US Fed's favored inflation gauge slows in October


A key inflation measure used by the US federal Reserve to set interest rates eased further last month amid declining energy and goods prices, according to government data published Thursday.

The annual personal consumption expenditures (PCE) price index rose 3.0 percent in October, down 0.4 percentage points from a month earlier, the Commerce Department said in a statement.

Stripping out volatile food and energy prices, so-called core inflation also slowed to an annual rate of 3.5 percent, which was in line with the median expectation of economists surveyed by MarketWatch.

Personal incomes also slowed last month to rise by 0.2 percent from September.

The release will provide welcome news for the Fed, which recently held its key lending rate at a 22-year high as it aims to return inflation firmly to the long-term target of two percent without triggering a damaging recession.

Cutting inflation while avoiding a downturn, commonly known as a "soft landing," is challenging to pull off, but policymakers at the US central bank have sounded increasingly optimistic they can succeed this time around.

A Fed survey published Wednesday indicated the US economy is slowing, and the job market is cooling, providing further signs of a possible soft landing ahead.
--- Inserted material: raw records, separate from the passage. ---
PR #12496, opened 2026-05-14

sureshchouksey8:
### Description

Fixes #3357.

Postgres currently treats a column length change as a destructive type change in `changeColumn`, so generated migrations drop and recreate the column. For a safe varchar length change, that risks data loss even though Postgres can alter the column type in place.

This PR moves length changes into the existing `ALTER COLUMN ... TYPE` path for Postgres, alongside precision and scale changes.

### Changes

- Stop recreating Postgres columns when only `length` changes.
- Generate `ALTER TABLE ... ALTER COLUMN ... TYPE ...` for varchar length changes.
- Add a regression test for changing `varchar(50)` to `varchar(51)` without generating `DROP COLUMN` / `ADD COLUMN`.

### Verification

Local checks run:

- `npx --yes pnpm@9.15.4 install --frozen-lockfile`
- `PATH=/Users/ronny/.cache/codex-runtimes/codex-primary-runtime/dependencies/node/bin:$PATH ./node_modules/.bin/tsc --noEmit`
- `npx --yes pnpm@9.15.4 exec prettier --check src/driver/postgres/PostgresQueryRunner.ts test/github-issues/3357/issue-3357.test.ts test/github-issues/3357/entity/Post.ts`
- `npx --yes pnpm@9.15.4 run compile`
- `git diff --check`

I could not run the Postgres integration test locally because this environment does not have Docker or an `ormconfig.json`/Postgres test database configured.


sureshchouksey8:
Addressed the Qodo review feedback in follow-up commits:

- Moved the regression coverage into `test/functional/query-runner/change-column.test.ts` and removed the temporary `test/github-issues/3357` files.
- Updated the Postgres `changeColumn` path so the cloned table cache is kept in sync after `ALTER COLUMN ... TYPE` changes length, precision, or scale.

Local checks run after the update:

- `tsc --noEmit`
- `pnpm exec prettier --check src/driver/postgres/PostgresQueryRunner.ts test/functional/query-runner/change-column.test.ts`
- `pnpm run compile`
- `git diff --check`

smith-xyz:

PR #12498, opened 2026-05-14

neverstopclicking:
Fixes #3357.

This changes the Postgres schema diff path for varchar/character varying length-only changes so migration generation emits `ALTER COLUMN ... TYPE ...` instead of dropping and recreating the column.

The previous drop/add behavior can lose data when a column changes from e.g. `varchar(50)` to `varchar(51)`.

Verification:
- `./node_modules/.bin/prettier --check src/driver/postgres/PostgresQueryRunner.ts test/github-issues/3357/entity/Bug.ts test/github-issues/3357/issue-3357.test.ts`
- `./node_modules/.bin/tsc --noEmit`
- `./node_modules/.bin/eslint src/driver/postgres/PostgresQueryRunner.ts test/github-issues/3357/entity/Bug.ts test/github-issues/3357/issue-3357.test.ts` (warnings only)

Note: the added Postgres regression test requires a local TypeORM `ormconfig.json`/Postgres test setup, which is not configured in this environment.


neverstopclicking:
Addressed the Qodo findings:

- Moved the regression coverage from `test/github-issues/3357` into the existing functional Postgres column-length suite.
- Normalized default comparison for the varchar length-only path so Postgres function defaults that differ only by casing still use `ALTER COLUMN ... TYPE ...` instead of falling back to drop/add.

Re-ran:
- `prettier --check` on changed files
- `tsc --noEmit`
- `eslint` on changed files (warnings only, matching existing file-level warning pattern)

The targeted functional test still requires the repo's local `ormconfig.json`/Postgres test setup, which is not configured in this environment.

smith-xyz:

PR #12499, opened 2026-05-15
fix(query-builder): propagate queryEntity flag in QueryExpressionMap.clone()

hypernova1:
## Problem

`QueryExpressionMap.clone()` does not copy the `queryEntity` field (which defaults to `false`). This causes a `QueryFailedError` when calling `findOne()` with a partial `select` on an entity that has eager relations.

### Reproduction

```ts
// Entity with an eager OneToMany relation
@Entity()
class Post {
  @PrimaryGeneratedColumn() id: number
  @Column() title: string
  @OneToMany(() => Editor, e => e.post, { eager: true }) editors: Editor[]
}

// Throws: column "distinctAlias"."Post_id" does not exist
await dataSource.manager.findOne(Post, {
  where: { id: 1 },
  select: ['title'],
})
```

### Root cause

`findOne()` sets `take: 1` and joins eager relations (adding join attributes). TypeORM detects `take + joinAttributes > 0` and generates a pagination DISTINCT wrapper inside `executeEntitiesAndRawResults()`:

```sql
-- outer wrapper
SELECT DISTINCT "distinctAlias"."Post_id" AS "ids_Post_id"
FROM (
  -- inner: originalQuery = this.clone()
  SELECT "Post"."title" AS "Post_title"  -- Post_id is MISSING
  FROM "post" "Post"
  LEFT JOIN ...
) AS "distinctAlias"
```

The outer query references `distinctAlias.Post_id`, but the inner query (the clone) does not include `Post_id` because `queryEntity` was not copied by `clone()` and defaults to `false`. With `queryEntity = false`, the `nonSelectedPrimaryColumns` auto-include logic in `buildEscapedEntityColumnSelects()` is skipped.

### Fix

Add `map.queryEntity = this.queryEntity` to `QueryExpressionMap.clone()`.

When `getRawAndEntities()` sets `queryEntity = true` before calling `executeEntitiesAndRawResults()`, cloning now correctly propagates `true` to the inner query, causing the PK to be included in the SELECT — enabling the DISTINCT wrapper to resolve the column.

## Changes

- `src/query-builder/QueryExpressionMap.ts` — add `queryEntity` to `clone()`
- `test/functional/relations/eager-relations/basic-eager-relations/basic-eager-relations.test.ts` — regression test


test/functional/relations/eager-relations/basic-eager-relations/basic-eager-relations.test.ts
```diff
@@ -233,9 +230,33 @@ describe("relations > eager relations > basic", () => {
...
+            dataSources.map(async (dataSource) => {
+                await prepareData(dataSource)
+
+                // Regression test for: QueryExpressionMap.clone() did not copy
+                // queryEntity, causing the pagination DISTINCT wrapper's inner
+                // query to omit primary key columns from the SELECT. When eager
+                // relations exist the wrapper references distinctAlias.<Entity>_id
+                // which then could not be found, producing a QueryFailedError.
+                let error: Error | undefined
+                try {
```
smith-xyz, line 253: nit: try/catch here is unnecessary

test/functional/relations/eager-relations/basic-eager-relations/basic-eager-relations.test.ts
```diff
@@ -233,9 +230,33 @@ describe("relations > eager relations > basic", () => {
...
+                    await dataSource.manager.findOne(Post, {
```
smith-xyz, line 254: this only verifies no error was thrown - let's also verify the correct data was returned

smith-xyz (approved):
lgtm! nothing blocking for this change - thanks for fixing this issue

michaelbromley:

```
git fetch origin
```

PR #12501, opened 2026-05-15
fix(persistence): preserve select false columns on the in-memory entity after save()

### LINKED ISSUE #12473: `select: false` columns are no longer available in event subscriber afterUpdate

tada5hi:
### Description of change

`SubjectExecutor.updateSpecialColumnsInInsertedAndUpdatedEntities` deletes every `select: false` column from `subject.entity` after persistence (introduced in #11944). This patch removes that delete and restores the 0.3.28 contract.

### Problem

The post-persist delete added in #11944 has two unintended effects on `Repository.save()`:

1. The entity returned by `save()` no longer carries the value the caller just supplied.
2. The original entity reference passed to `save()` is mutated in place, so application code holding that reference also loses the field.

It also produces an asymmetry: columns with `default !== undefined` (or `@CreateDateColumn`, `@Generated`, ...) survive because `getInsertionReturningColumns()` includes them in `RETURNING` and `subject.generatedMap` is merged back into the entity *after* the delete. Columns without a default are stripped permanently. Same `select: false` decorator option, opposite outcomes.

### Reproduction (no subscriber needed)

```ts
@Entity()
class User {
    id: string

    @Column()
    name: string

    @Column({ select: false })
    email: string
}

const entity = repo.create({ name: "foo", email: "foo@example.com" })
const saved = await repo.save(entity)

console.log(saved.email)        // undefined in 0.3.29, "foo@example.com" in 0.3.28
console.log("email" in entity)  // false in 0.3.29, true in 0.3.28
```

### Why revert rather than narrow the delete

The 0.3.28 contract was "`select: false` controls what comes *out of the DB* on a read; the in-memory entity is untouched by persist." Callers who want the value back from a subsequent fetch use `addSelect`. Restoring that contract for both the returned entity and the subscriber event keeps existing user code working without a new opt-in flag, and removes the default-vs-non-default asymmetry above.

If the maintainers prefer the stricter "`select: false` means hidden everywhere, including post-save" semantics that #11944 introduced, that's a defensible position too — but it's a breaking change that warrants a `0.4.0` rather than a `0.3.x` patch, plus a documented migration path (e.g. a `reload: true` option on `save()` that re-fetches with `addSelect`, or `RETURNING` of `select: false` columns when the caller explicitly opts in).

### Relationship to #12493

#12493 addresses the same root cause (the same delete in `SubjectExecutor`) by snapshot-restoring `event.entity` for subscriber broadcast only. That fixes the symptom in `afterInsert` / `afterUpdate` events but leaves the user-facing `repo.save()` return mutated. By removing the delete entirely, this PR fixes both symptoms and makes the snapshot/restore step in #12493 unnecessary.

### Tests

- The two assertions added to `test/functional/columns/select-control/select-control.test.ts` in #11944 are inverted to match the restored contract: `select: false` columns and embedded `select: false` columns are now expected to remain on the returned entity, and the input reference is asserted to be unmutated.
- New `test/github-issues/12473/` covers the returned entity, the input reference, and both `afterInsert` and `afterUpdate` subscribers.

Closes #12473.
Supersedes #12493.

### Pull-Request Checklist

- [x] Code is up-to-date with the \`master\` branch
- [x] This pull request links relevant issues as Close #12473
- [x] There are new or updated tests validating the change (\`tests/**.test.ts\`)
- [x] Documentation has been updated to reflect this change (\`docs/docs/**.md\`)


tada5hi:
@alumni

alumni (approved):

gioboa (approved):
Thanks @tada5hi for your help

alumni:
@tada5hi thanks for the PR and sorry for the slow reply - yes, `select: false` should not remove the property after saving - for the original issue we might introduce a separate option in the future if requested by users, as mentioned here https://github.com/typeorm/typeorm/issues/4591#issuecomment-4615171349

alumni:
Removed the "backport" label because it was already backported - the fix will be available in both 0.3 and 1.0

PR #12502, opened 2026-05-15
fix(postgres): use ALTER COLUMN TYPE instead of DROP and ADD when only length changes

yi-hialong:
## Summary
Fixes issue where changing a column's length (e.g., archar(50) ? archar(100)) in PostgreSQL would incorrectly trigger a DROP COLUMN + ADD COLUMN operation, causing data loss.

## Problem
The original code checked oldColumn.length !== newColumn.length and would drop and recreate the column whenever the length changed, even if the column type stayed the same. This caused unnecessary data loss and downtime.

## Solution
When only the length changes (type stays the same), PostgreSQL can safely use ALTER COLUMN TYPE without data loss. The fix separates the logic:

1. **Type/array/generated column changes** ? Still use DROP + ADD (data conversion required)
2. **Length-only changes** ? Use ALTER COLUMN ... TYPE (safe for PostgreSQL)

## Fixes
Fixes typeorm/typeorm#3357

## Testing
- Manual testing confirms varchar length changes no longer cause data loss
- Existing tests pass

---
*This PR is submitted for the  bounty on issue #3357*

### DIFF
--- a/src/driver/postgres/PostgresQueryRunner.ts
+++ b/src/driver/postgres/PostgresQueryRunner.ts
@@ -1326,39 +1326,17 @@ export class PostgresQueryRunner
                 `Column "${oldTableColumnOrName}" was not found in the "${table.name}" table.`,
             )
 
-        if (oldColumn.type !== newColumn.type || newColumn.isArray !== oldColumn.isArray ||
+        if (oldColumn.type !== newColumn.type ||
+            newColumn.isArray !== oldColumn.isArray ||
             (!oldColumn.generatedType && newColumn.generatedType === "STORED") ||
             (oldColumn.asExpression !== newColumn.asExpression && newColumn.generatedType === "STORED")
         ) {
-            // Type, array, or generated column changed - need to recreate column
+            // To avoid data conversion, we just recreate column
             await this.dropColumn(table, oldColumn)
             await this.addColumn(table, newColumn)
 
             // update cloned table
             clonedTable = table.clone()
-        } else if (oldColumn.length !== newColumn.length) {
-            // For PostgreSQL, when type stays the same and only length changes,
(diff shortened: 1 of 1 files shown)


yi-hialong:
Thanks for the thorough code review! @qodo-free-for-open-source-projects[bot]

## Fixed Issues

### 1. Bug: Length change short-circuits updates ?
**Fixed**: Removed the separate else if (oldColumn.length !== newColumn.length) branch and merged the length change detection into the existing precision/scale block (line ~1639). Now when length changes alongside other properties (default, nullable, etc.), all changes are applied correctly.

### 2. Inconsistent formatting ?  
**Fixed**: Restored the original comment formatting and removed the new code block that was causing style inconsistencies.

## Code Changes
`diff
- if (oldColumn.type !== newColumn.type || newColumn.isArray !== oldColumn.isArray ||
-     ...
- ) {
-     // Type, array, or generated column changed - need to recreate column
+ if (oldColumn.type !== newColumn.type ||
+     newColumn.isArray !== oldColumn.isArray ||
+     ...
+ ) {
+     // To avoid data conversion, we just recreate column
`

`diff
  if (
      newColumn.precision !== oldColumn.precision ||
-     newColumn.scale !== oldColumn.scale
+     newColumn.scale !== oldColumn.scale ||
+     oldColumn.length !== newColumn.length
  ) {
`

The fix ensures that:
1. Type/array changes ? DROP + ADD (data conversion needed)
2. Length-only OR precision/scale changes ? ALTER COLUMN TYPE (safe in PostgreSQL)
3. Other changes (default, nullable, rename) ? handled in same block

Note: Push is pending due to network issues. Will update once pushed.

smith-xyz:

PR #12505, opened 2026-05-16
fix: alter postgres varchar length without dropping data

falorfrozen-cmd:
## Summary

Fixes #3357.

Postgres currently recreates a column when only the length of a length-aware column changes, for example `varchar(50)` -> `varchar(51)`. That generates a `DROP COLUMN` followed by `ADD COLUMN`, which loses existing data during schema sync or generated migrations.

This change keeps those changes on the regular `ALTER COLUMN ... TYPE ...` path when the column type itself is unchanged and the type supports length.

## Changes

- Detect length-only changes for Postgres column types that support length.
- Use `ALTER TABLE ... ALTER COLUMN ... TYPE ...` instead of dropping/recreating the column.
- Keep the QueryRunner cached table metadata in sync after length-only changes.
- Add functional regression coverage for changing a `varchar` length while preserving existing row data.
- Verify the generated down query restores the previous length without dropping data.

## Testing

- `corepack pnpm run typecheck`
- `corepack pnpm run compile`
- `corepack pnpm exec prettier --check src/driver/postgres/PostgresQueryRunner.ts test/functional/query-runner/change-column.test.ts`
- `corepack pnpm run lint -- src/driver/postgres/PostgresQueryRunner.ts test/functional/query-runner/change-column.test.ts`
- `corepack pnpm exec mocha --no-config --exit --timeout 90000 --file ./build/compiled/test/utils/test-setup.js ./build/compiled/test/functional/query-runner/change-column.test.js`

### DIFF
--- a/src/driver/postgres/PostgresQueryRunner.ts
+++ b/src/driver/postgres/PostgresQueryRunner.ts
@@ -1326,9 +1326,18 @@ export class PostgresQueryRunner
                 `Column "${oldTableColumnOrName}" was not found in the "${table.name}" table.`,
             )
 
+        const lengthChanged = oldColumn.length !== newColumn.length
+        const collationChanged = oldColumn.collation !== newColumn.collation
+        const canAlterLength =
+            lengthChanged &&
+            oldColumn.type === newColumn.type &&
+            this.driver.withLengthColumnTypes.indexOf(
+                newColumn.type as ColumnType,
+            ) !== -1
+
         if (
             oldColumn.type !== newColumn.type ||
-            oldColumn.length !== newColumn.length ||
+            (lengthChanged && !canAlterLength) ||
             newColumn.isArray !== oldColumn.isArray ||
             (!oldColumn.generatedType &&
                 newColumn.generatedType === "STORED") ||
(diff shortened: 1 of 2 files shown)


falorfrozen-cmd:
I reviewed the latest Qodo findings against the current PR head (`4e8826f`) and addressed the actionable items there.

Summary of the current state:

- The collation `ALTER COLUMN ... TYPE ... COLLATE` path now uses `this.driver.createFullType(newColumn)`, so changing length and collation in one `changeColumn()` call no longer drops the varchar typmod.
- The length-only `ALTER TYPE` path is skipped when collation also changes, avoiding the redundant `ALTER TYPE` statement.
- The cloned table cache is now updated for both `length` and `collation` before `replaceCachedTable()`.
- The regression test is in `test/functional/query-runner/change-column.test.ts`; the PR no longer adds a `test/github-issues/3357` file.
- The test clears SQL memory after setup, so `executeMemoryDownSql()` only reverts the `changeColumn()` migration SQL rather than dropping the setup table.
- The test also asserts that only one up and one down `ALTER COLUMN "example" TYPE` query are generated for the combined length + collation change.

Verification run locally:

```text
corepack pnpm run typecheck
corepack pnpm run compile
corepack pnpm exec prettier --check src/driver/postgres/PostgresQueryRunner.ts test/functional/query-runner/change-column.test.ts
corepack pnpm run lint -- src/driver/postgres/PostgresQueryRunner.ts test/functional/query-runner/change-column.test.ts
corepack pnpm exec mocha --no-config --exit --timeout 90000 --file ./build/compiled/test/utils/test-setup.js ./build/compiled/test/functional/query-runner/change-column.test.js
```

The targeted Postgres test passed with `4 passing`; lint reported `0 errors` with existing warnings in the large query runner file.

smith-xyz:

PR #12506, opened 2026-05-16
feat(save): add skipExistingRecordCheck option to SaveOptions

sceccotti89:
## Summary

- Adds a new `skipExistingRecordCheck` option to `SaveOptions`
- When `true`, skips the SELECT query in `EntityPersistExecutor` that checks whether
  each entity already exists, forcing an INSERT for every entity
- Logic lives in `EntityPersistExecutor` (the save orchestrator); `SubjectDatabaseEntityLoader`
  is unchanged

## Motivation

In bulk-insert scenarios where the caller knows none of the entities exist yet, the
SELECT roundtrip that determines INSERT vs UPDATE is unnecessary overhead.

## How it works

When the option is set, `EntityPersistExecutor` marks each subject's
`databaseEntityLoaded = true` (without setting `databaseEntity`). This drives the
existing `Subject` decision logic so `mustBeInserted = true` and `mustBeUpdated = false`.

## Usage

await repository.save(entities, { skipExistingRecordCheck: true })

### DIFF
--- a/docs/docs/working-with-entity-manager/6-repository-api.md
+++ b/docs/docs/working-with-entity-manager/6-repository-api.md
@@ -98,10 +98,15 @@ const user = await repository.preload(partialUser)
   It saves all given entities in a single transaction (in the case of entity, manager is not transactional).
   Also supports partial updating since all undefined properties are skipped.
   Returns the saved entity/entities.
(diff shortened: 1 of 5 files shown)


michaelbromley:

```
git fetch origin
```

PR #12507, opened 2026-05-17
fix: handle schema-qualified closure table joins

TupiC:
### Description of change

- what the change is intended to do
sometimes a join uses a table name with a schema, e.g. public.some_closure_table. That string contains a dot. TypeORM must treat that whole thing as one table name, not as something.something_else where the part before the dot is a query alias. This change fixes that: only dotted strings whose left part is a real join alias count as relation paths.

- why this change is needed
without this, TreeRepository closure tree joins can build that qualified closure table path and TypeORM mistakenly looks for an alias called public. Then it throws "TypeORMError: "public" alias was not found. Maybe you forgot to join it?" before Postgres even runs a query

- how you've verified it
```bash
pnpm run compile && pnpm run test:fast -- --grep "schema-qualified closure tables"
```

- any other context that will help reviewers understand the change
This did not occur on `v0.3.28` but started after upgrading to `v0.3.29`, which is why I opened this PR.

### Pull-Request Checklist

- [x] Code is up-to-date with the `v0.3` branch
- [ ] This pull request links relevant issues as `Fixes #00000` N/A


smith-xyz (commented):
@TupiC can you address the qodo findings - I agree that this was just exception based. Any unwanted side effects for returning undefined now?

TupiC:
@smith-xyz thanks. I just updated the code.. we now only return undefined for schema-qualified metadata table paths when the left side is not an existing query alias. If the left side is an alias we continue through the normal relation-resolution path via findAliasByName. so the previous missing-alias validation behavior is preserved. (also moved the test to the correct existing file)

smith-xyz (approved):

gioboa (approved):
Thanks @TupiC

PR #12521, opened 2026-05-19
fix(sqlserver): clone FindOperator before transforming to prevent FindOptionsWhere mutation

### LINKED ISSUE #11733: Unable to reuse `FindOptionsWhere<T>` instances as values get mutated in place
### Issue description

TypeORM now mutates `FindOptionsWhere<T>` instances in place from raw values to `MssqlParameter` instances, which causes problems when they get passes to value transformers

### Expected Behavior

Global `FindOptionsWhere<T>` instances should be able to be reused across different queries.

### Actual Behavior

We need to construct new `FindOptionsWhere<T>` instances for each query.

### Steps to reproduce

I've opened <https://github.com/typeorm/typeorm/pull/11734> in an attempt to expose the actual behavior.

Running the updated test on my local produces the following output:

```
  github issues > #11285 Missing MSSQL input type
    mssql connection
      1) should convert input parameter with FindOperator with array to MssqlParameter


  0 passing (349ms)
  1 failing

  1) github issues > #11285 Missing MSSQL input type
       mssql connection
         should convert input parameter with FindOperator with array to MssqlParameter:

      AssertionError: expected { memberId: FindOperator{ …(7) } } to deeply equal { memberId: FindOperator{ …(7) } }
      + expected - actual

                 "_objectLiteralParameters": [undefined]
                 "_type": "in"
                 "_useParameter": true
                 "_value": [
      -            {
      -              "@instanceof": Symbol(MssqlParameter)
      -              "params": []
      -              "type": "varchar"
      -              "value": "test-member-id-2"
      -            }
      +            "test-member-id-2"
                 ]
               }
             }
           ]

      at C:\Users\me\dev\typeorm\test\github-issues\11285\issue-11285.ts:185:38
      at processTicksAndRejections (node:internal/process/task_queues:105:5)
      at async Promise.all (index 0)
```

### My Environment

| Operating System    | Windows 11         |
| TypeORM version     | 0.3.27  |

### Additional Context

_No response_

- [ ] aurora-mysql
- [ ] aurora-postgres
- [ ] better-sqlite3
- [ ] cockroachdb
- [ ] cordova
- [ ] expo
- [ ] mongodb
- [ ] mysql
- [ ] nativescript
- [ ] oracle
- [ ] postgres
- [ ] react-native
- [ ] sap
- [ ] spanner
- [ ] sqlite
- [ ] sqlite-abstract
- [ ] sqljs
- [x] sqlserver

kyungseopk1m:
### Description of change

This fixes #11733. Reusing the same `FindOptionsWhere<T>` instance across multiple queries was broken on the SQL Server driver because `SqlServerDriver.parametrizeValues()` called `FindOperator.transformValue()` which mutates the operator's internal value in place. On the second query the value was already wrapped in a `MssqlParameter` and value transformers received the wrapper instead of the raw value.

The same in-place mutation pattern is also used in `ApplyValueTransformers.transformTo()` for any driver with a column-level transformer, so the fix is applied symmetrically.

### Approach

- Added `FindOperator.clone()` that returns a new `FindOperator` with the same configuration, recursively cloning nested `FindOperator` values (including those inside arrays) and copying array values so per-element mutations do not leak back to the caller.
- `SqlServerDriver.parametrizeValues()` and `ApplyValueTransformers.transformTo()` now clone the input operator before calling `transformValue()`, so the caller's instance is never mutated. The `type === "raw"` short-circuit in the SQL Server path is preserved.

### Tests

- `test/functional/find-options/find-options-where-no-mutate/` — five unit checks of `FindOperator.clone()` (new instance with same configuration, mutation isolation, nested recursion, array element copy, and recursive cloning of `FindOperator` values inside arrays) plus four functional cases covering reused `FindOperator` with a column transformer, nested operator reuse, ordinary single-shot queries (no-op), and reuse without any column transformer.
- `test/github-issues/11285/issue-11285.test.ts` — adds an MSSQL-only regression that reuses `Not(In([memberId]))` twice and asserts the original operator's array values are not replaced by `MssqlParameter` instances on subsequent queries.

### Pull-Request Checklist

- [x] Code is up-to-date with the \`master\` branch
- [x] This pull request links relevant issues as \`Closes #11733\`

Closes #11733


src/driver/sqlserver/SqlServerDriver.ts
```diff
@@ -1088,14 +1088,18 @@ export class SqlServerDriver implements Driver {
...
-                    to: (v) => this.parametrizeValues(column, v),
-                    from: (v) => v,
-                })
-            }
+            if (value.type === "raw") return value
+
+            // Clone before mutating so callers that reuse a shared
+            // FindOptionsWhere<T> object across multiple queries see the
+            // original FindOperator unchanged (#11733).
+            const cloned = value.clone()
```
smith-xyz, line 1096: nit: The clone-before-mutate pattern is correct but lives in the wrong layer imo. TransformValue itself should return a new instance rather than mutating in place, so future callers don't need to remember to clone defensively. Fine for this PR, but worth a follow-up to make FindOperator immutable-by-default.

so then its:

```typescript
transformValue(transformer: ValueTransformer | ValueTransformer[]): this {
    const cloned = Object.assign(
        Object.create(Object.getPrototypeOf(this)),
        this,
    ) as this
    if (cloned._value instanceof FindOperator) {
        cloned._value = cloned._value.transformValue(transformer)
    } else {
        cloned._value = Array.isArray(cloned._value) && cloned._multipleParameters
            ? cloned._value.map((v: any) =>
                  ApplyValueTransformers.transformTo(transformer, v),
              )
            : ApplyValueTransformers.transformTo(transformer, cloned._value)
    }
    return cloned
}
```

and simplified call sites:

```typescript
// SqlServerDriver
return value.transformValue({ to: (v) => this.parametrizeValues(column, v), from: (v) => v })
// ApplyValueTransformers
return entityValue.transformValue(transformer)
```

src/find-options/FindOperator.ts
```diff
@@ -158,4 +158,29 @@ export class FindOperator<T> {
...
+     * Returns a shallow copy of this FindOperator so callers can safely
+     * apply mutating operations like `transformValue` without affecting
+     * the original instance. The prototype is preserved so subclasses
+     * such as EqualOperator stay intact. Nested FindOperator children
+     * are cloned recursively, including FindOperator values inside
+     * arrays, and array values are copied so that in-place mutations on
+     * the clone's value do not leak back to the caller.
+     */
+    clone(): this {
+        const cloned = Object.create(Object.getPrototypeOf(this)) as this
```
smith-xyz: nit: Could collapse the Object.create + Object.assign to one line

```typescript
clone(): this {
    const cloned = Object.assign(
        Object.create(Object.getPrototypeOf(this)),
        this,
    ) as this

    if (InstanceChecker.isFindOperator(this._value)) {
        cloned._value = this._value.clone()
    } else if (Array.isArray(this._value)) {
        cloned._value = this._value.map((v: any) =>
            InstanceChecker.isFindOperator(v) ? v.clone() : v,
        )
    }

    return cloned
}
```

smith-xyz (approved):
nothing blocking from my end, thank you for the fix!

kyungseopk1m:
@smith-xyz thanks for the nit. applied in 3300709, kept `as T` since TS doesn't narrow on the array branch. transformValue rework as a follow-up PR after this lands.

gioboa (approved):
Thanks for your help @kyungseopk1m

src/driver/sqlserver/SqlServerDriver.ts
alumni, line 1096: I would wonder why do we even mutate the values. I think this should probably not happen, so cloning should not be needed.

michaelbromley:

```
git fetch origin
```

PR #439, opened 2016-11-30
Add notes about seed.

NickHeiner:
This would have helped me!


Marak:
@NickHeiner -

I can't merge this PR since the change is to the auto-generated `README` file. The change needed to be made to the source file for the documentation.

I went ahead and just copy and pasted the change to the right place. Thank you for your contribution.

PR #440, opened 2016-11-30
Don't allow path seperators in generated filenames

mkornblum:
A number of the word lists contain "24/7" as a word, for example: https://github.com/Marak/faker.js/blob/e8231413cc38a3ce49d712823dadbffbd1849acc/lib/locales/en/company/bs_adjective.js#L17

This means that calling `faker.system.fileName()` or `faker.system.commonFileName()` could sometimes yield something like "some_words_24/7_yep.jpg". This implies a file called "7_yep.jpg" in a directory called "some_words_24", which is probably not what someone calling these methods wants.

### DIFF
--- a/lib/system.js
+++ b/lib/system.js
@@ -19,6 +19,7 @@ function System (faker) {
     str = str.replace(/\,/g, '_');
     str = str.replace(/\-/g, '_');
     str = str.replace(/\\/g, '_');
+    str = str.replace(/\//g, '_');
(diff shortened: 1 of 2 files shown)


Marak:
@mkornblum -

Very good catch.

I've merged this into `master`  and it will be included in the next release.

mkornblum:
happy to help! 👍 👍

- Energy, goods prices fall -

On a monthly basis, PCE inflation was virtually flat in October, while core PCE rose by 0.2 percent from September, the Commerce Department said Thursday.

Energy prices fell by 2.6 percent from a month earlier, while goods prices declined by a more modest 0.3 percent.

Meanwhile, services and food prices both increased by 0.2 percent, helping to keep monthly PCE inflation in positive territory.

October's PCE data is likely to further raise the already firm expectations that the Fed will hold interest rates steady for a third consecutive meeting in mid-December.

"A sustained easing in price pressures will support a steady policy stance" from the Fed, High Frequency Economics Chief US Economist Rubeela Farooqi wrote in a note to clients.

"We expect the Fed’s next move will be a rate cut, likely by the middle of next year," she added.

- Interest rates 'restrictive' -

New York Fed President John Williams told a conference in the city on Thursday that he thought the Fed's rate-setting committee "has reached a restrictive stance of monetary policy."

He predicted that economic growth would continue to slow next year, while the unemployment rate would rise slightly -- which would provide further proof that the Fed's high interest rate environment is cooling the world's biggest economy.

Williams said his assessment was "that we are at, or near, the peak level of the target range of the federal funds rate," referring to the Fed's benchmark lending rate.

"I expect it will be appropriate to maintain a restrictive stance for quite some time to fully restore balance and to bring inflation back to our two percent longer-run goal on a sustained basis," he added.

Futures traders currently assign a probability of 96 percent that the Fed will stand firm on December 12-13, according to CME Group data.